Чего только не было в его, спрятанных в укромном месте, баулах. Начиная от продуктов питания, заканчивая различным тряпьем, к которому нормальный человек и притронуться побрезговал бы. И все это барахло, аккуратно и со знанием дела, было разложено по всем его тюкам.

Кеша самолично, как-то обнаружил два огромных мешка, хозяевами, которых были Мурзик вместе с поварихой. Все «заработанное непосильным трудом» подельники исправно делили между собой, и каким-то неведомым образом отправляли на «большую землю».
 
Воровать в условиях, когда он сам вместе с остальными находится на одной «подводной лодке»;–;поступок, которому вряд ли можно найти оправдание. А ведь он проходил службу в рядах советской Армии, а там за воровство наказание бывает гораздо более жестким, граничащим порой с физическим увечьем.

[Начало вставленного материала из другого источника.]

PR #3249, opened 2026-07-13
feat(sync): add Merge Gateway model sync

MatthewFeroz:
## Summary

- add an authenticated Merge Gateway model sync using the paginated `GET /v1/models` catalog
- map live pricing, limits, modalities, and capabilities while preserving curated provider-specific metadata
- factor resolvable models through canonical `base_model` metadata
- retain models missing from API-key-scoped responses and report models without canonical metadata
- register Merge Gateway with the shared sync runner and hourly aggregator workflow
- bootstrap the Merge Gateway catalog from the live API
- preserve curated cache pricing while the public endpoint omits it, and ingest route-level `prompt_caching` / cache-price fields authoritatively when Merge exposes them
- cross-check cache-capable routes against matching provider catalog entries, increasing cache-price coverage from 62 to 75 of 137 model files and correcting GPT-5.6 Sol to the route's $0.375/M cache-read rate
- inherit canonical names when Merge returns an upstream org/model ID as `display_name`

The initial live sync created 43 model entries, updated 66, and deleted none.

## Testing

- `bun models:sync merge-gateway --dry-run`
  - 0 created, 0 updated, 0 removed; 137 unchanged after regeneration
- `bun test packages/core/test/sync.test.ts`
  - 52 passed, 0 failed
- `bun validate`
- `git diff --check`
- loaded the generated catalog through a local OpenCode checkout and confirmed `merge-gateway/openai/gpt-5.6-sol`, `merge-gateway/anthropic/claude-fable-5`, `merge-gateway/xai/grok-4.5`, etc.

## Sources

- https://docs.merge.dev/merge-gateway/api-overview
- https://docs.merge.dev/merge-gateway/api-overview/models/list
- https://docs.merge.dev/merge-gateway/get-started
- https://openai.com/index/gpt-5-6/

## Maintainer setup

The scheduled workflow requires a regular Merge Gateway API key configured as the repository Actions secret `MERGE_GATEWAY_API_KEY`. The credential is not included in this PR.


aakash-gupte:
@rekram1-node can you take a look when you get a second?

MatthewFeroz:
Addressed the automated review and cache-pricing follow-up in `0ec6a52`:

- added `merge-gateway` to `groups.aggregators`
- ID-shaped API display names now inherit clean canonical names; refreshed the affected TOMLs
- added current route-backed cache prices for 14 Merge models
- corrected GPT-5.6 Sol to Merge's `0.375` cache-read price and removed the unsupported cache-write price
- added forward-compatible parsing for route-level `prompt_caching`/cache pricing, while preserving curated values until the public endpoint exposes those fields

Verification: 51 focused tests pass, `bun validate` passes, and a second live sync dry-run is clean (`0/0/0`, 137 unchanged).

MatthewFeroz:
Fixed the follow-up reviewer finding in `31a3612`: the Merge sync now distinguishes authored provider limits from base-model-resolved limits, so a smaller live context causes `limit.input` to be omitted instead of retaining an impossible inherited cap. Regeneration added `base_model_omit = ["limit.input"]` to `gpt-5-chat-latest`; the new regression test passes, the live dry-run is clean (137 unchanged), and full validation passes.

rekram1-node (commented):
## Action items

- **[medium] [possible mistake]** `packages/core/src/sync/providers/merge-gateway.ts:206` - **Check:** Apply the selected vendor route's `supports_reasoning` signal instead of always preserving resolved reasoning metadata. **Why:** The earlier reasoning findings corrected current TOMLs, but the sync still ignores the route-specific reasoning fields documented in `provider.toml`. If a route later reports `supports_reasoning = false`, or selection falls back to a vendor without reasoning, `existing.reasoning` / `existing.reasoning_options` survive and the generated model continues advertising unsupported controls. A conservative fix is to emit `reasoning = false` and remove `reasoning_options` when the selected route explicitly reports false, while continuing to preserve curated options for supported routes whose exact values are not exposed. Add a regression test for an existing reasoning model whose selected route reports false.

- **[medium] [possible mistake]** `packages/core/src/sync/providers/merge-gateway.ts:261` - **Check:** Treat `prompt_caching.mode = "none"` as an explicit no-cache signal. **Why:** The previous cache-pricing discussion fixed preservation for fields the API omits, but `mergeGatewayCachePricing` ignores `mode`; with `{ mode: "none" }` and no numeric fields, both `?? existing` fallbacks retain curated cache prices. That publishes cache pricing for a route explicitly reporting no prompt caching. Return undefined read/write prices for `mode = "none"`, and add a regression test distinct from the existing `mode = "automatic"` preservation test.

providers/merge-gateway/models/anthropic/claude-sonnet-4-5-20250929.toml
```diff
@@ -1,5 +1,7 @@
 base_model = "anthropic/claude-sonnet-4-5-20250929"
-reasoning_options = [{ type = "toggle" }, { type = "budget_tokens", min = 1_024, max = 63_999 }]
+name = "Claude Sonnet 4.5 (20250929)"
+reasoning = false
```
rekram1-node: ???? 

This is plainly wrong this is a reasoning model, why are so many models marked incorrectly?

rekram1-node:
Your api seems to incorrectly specify `supports_reasoning`, or the field is poorly named and shouldn't be abided by as much? 

Maybe we need to talk through your changes this shouldn't be too difficult but I don't wanna keep reviewing it if we are gonna have so much invalid data

MatthewFeroz:
hey @rekram1-node, I'm getting the team on this. Will do my best to clear everything up before you need to review again

aakash-gupte:
Hey @rekram1-node, sorry for all the back and forth. We've reviewed our reasoning fields, and each of the model values that we're adding here and it looks good on our end. Can you do one more review when you have a moment? Thanks so much!

MatthewFeroz:
Hey @rekram1-node, just bumping this! Everything should be settled in terms of the model info

PR #3252, opened 2026-07-14
fix(inferx): update api endpoint to endpoints/v1

Prashanth-InferX:
This PR updates the base API URL to point directly to our endpoint routing at https://model.inferx.net/endpoints/v1. This change aligns the registry calls with our actual backend endpoint structure. 

You can verify the valid endpoint configuration base under our official developer documentation here: https://model.inferx.net/endpoints

### DIFF
--- a/providers/inferx/provider.toml
+++ b/providers/inferx/provider.toml
@@ -1,5 +1,5 @@
 name = "InferX"
 env = ["INFERX_API_KEY"]
 npm = "@ai-sdk/openai-compatible"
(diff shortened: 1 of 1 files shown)


Prashanth-InferX:
Thanks so much for merging the initial provider setup earlier—really appreciate it! This is just a quick, one-line configuration update to align the API path with our direct /endpoints/v1 routing so everything runs smoothly. Ready for review when you have a quick second!

PR #3269, opened 2026-07-15
feat(kimi-for-coding): add HighSpeed model

BiuBiu2015:
## Summary

- add the official `kimi-for-coding-highspeed` model ID to the Kimi For Coding provider
- inherit Kimi K2.7 Code HighSpeed capabilities from the canonical model metadata
- preserve the Kimi Code subscription pricing metadata and documented 32,768-token output limit

## Validation

- verified the model ID with an OpenCode custom model configuration
- parsed and validated the TOML structure with Python `tomllib`
- ran `git diff --check`
- passed the repository's GitHub Actions `validate` and automated `review` checks

## References

- [Kimi Code: Using in Third-Party Coding Agents](https://www.kimi.com/code/docs/en/third-party-tools/other-coding-agents.html)
- Related to #1441

### DIFF
--- a/providers/kimi-for-coding/models/kimi-for-coding-highspeed.toml
+++ b/providers/kimi-for-coding/models/kimi-for-coding-highspeed.toml
@@ -1,0 +1,12 @@
+base_model = "moonshotai/kimi-k2.7-code-highspeed"
+name = "Kimi For Coding HighSpeed"
+reasoning_options = []
+
+[cost]
+input = 0
+output = 0
+cache_read = 0
+cache_write = 0
+
+[limit]
+output = 32_768


providers/kimi-for-coding/models/kimi-for-coding-highspeed.toml
```diff
@@ -0,0 +1,12 @@
+base_model = "moonshotai/kimi-k2.7-code-highspeed"
+name = "Kimi For Coding HighSpeed"
+reasoning_options = []
```
rekram1-node, line 3: there arent any reasoning options?

albertosouza: Hello @rekram1-node The empty array is intentional. 
In this repo's schema, `reasoning_options` is required when `reasoning = true`, but `[]` means "reasoning is always-on with no client-selectable effort/toggle levels." 

This is consistent with  the existing `kimi-for-coding/k2p7.toml` (also `reasoning_options = []`)

That model does not have variations too.

I checked in kimi cli and does not have any extra info. seems to be only a option to get more speed for a price in same plans.

providers/kimi-for-coding/models/kimi-for-coding-highspeed.toml
```diff
@@ -0,0 +1,12 @@
+base_model = "moonshotai/kimi-k2.7-code-highspeed"
+name = "Kimi For Coding HighSpeed"
```
albertosouza, line 2: @BiuBiu2015 thanks for the PR!

I would add this description:
```
description = "Kimi K2.7 Code up to 6x faster for higher usage"
```

or a name like:
```
name = "Kimi k2.7 Code Highspeed"
```

but in kimi cli the mame for that model is `kimi-for-coding-highspeed` 

the I think both changes is optional.

BiuBiu2015:
@albertosouza Thanks for the suggestions and for helping clarify `reasoning_options`!

I went with the provider-oriented name because the official docs currently use the generic ID `kimi-for-coding-highspeed`. I'm not sure yet whether Kimi will keep using it as a rolling alias for future HighSpeed versions or introduce separate IDs for each version.

For now, it points to the current `moonshotai/kimi-k2.7-code-highspeed` metadata, so the description and capabilities are inherited from there. We can always update it later if Kimi changes or clarifies the model ID strategy.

Кеша и хотел было настучать ему по голове по-мужски, без свидетелей, но у того всегда, на этот случай, была припасена фраза:

— А я Борисычу скажу!

И все-то ему сходило с рук, никто не хотел с ним связываться, хотя были люди и крепкие физически и те, которые помногу лет испытали на себе тяготы лагерной жизни. Нет, никто не хотел марать об него руку.

Как-то он устроил Кеше, начальнику производственного участка, тихий бунт. Во всеуслышание объявил тому, что устал ходить шнырем и хочет поработать, как все нормальные мужики на бульдозере. Молва мгновенно разлетелась по артели и все с интересом стали ждать развязки.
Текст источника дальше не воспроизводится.